A MERGE can carry out INSERT, UPDATE, and DELETE in one shot, in the right conditions. The basic idea is that you compare rows in two tables, your source and destination, and from that comparison (and potentially other conditions) you then take the appropriate action.
MERGE can perform very well because it carries out these actions in bulk - but do test it out.
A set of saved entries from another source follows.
PR #10827, opened 2025-02-11
Next to ignoring branches, tags, and jobs, also allow for including b…

### LINKED ISSUE #4520: Allow for including branches/tags and jobs when measuring failed CI-jobs with GitLab as source
Allow for including branches/tags and jobs:

- [x] #10825
- [x] #10826

fniessink:
…ranches, tags, and jobs when measuring failed CI-jobs with GitLab as source.

Closes #4520.

### DIFF
--- a/docs/src/changelog.md
+++ b/docs/src/changelog.md
@@ -14,6 +14,10 @@ If your currently installed *Quality-time* version is not the latest version, pl
 
 ## [Unreleased]
 
+### Added
+
+- Next to ignoring branches, tags, and jobs, also allow for including branches, tags, and jobs when measuring 'failed CI-jobs', 'unused CI-jobs', 'change failure rate', and 'jobs runs within time period' with GitLab as source. Closes [#4520](https://github.com/ICTU/quality-time/issues/4520).
+
 ### Fixed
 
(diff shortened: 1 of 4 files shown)


docs/src/changelog.md
```diff
@@ -14,6 +14,10 @@ If your currently installed *Quality-time* version is not the latest version, pl
 
 ## [Unreleased]
 
+### Added
+
+- Next to ignoring branches, tags, and jobs, also allow for including branches, tags, and jobs when measuring failed CI-jobs with GitLab as source. Closes [#4520](https://github.com/ICTU/quality-time/issues/4520).
```
wkoot: Does the implementation in `GitLabJobsBase` only apply this to `failed CI-jobs` ? The change in data model suggests more metrics :)

wkoot (approved):

docs/src/changelog.md
fniessink: Yes, you're right. I'll have to see if we need unit tests for those other metrics as well.

fniessink: Extra unit tests not needed, the four metrics share a base class that test the new parameters.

Sometimes people have found them to be slower than using the separate statements in some situations. Indexing correctly (Microsoft suggest indexing the columns used to join in both tables) can help immensely. Writing the MERGE statement correctly and well is important in terms of both getting the right result, and getting good performance - so definitely do your reading up if you haven't used them before. The above link is a good starter, but there are plenty of other articles around.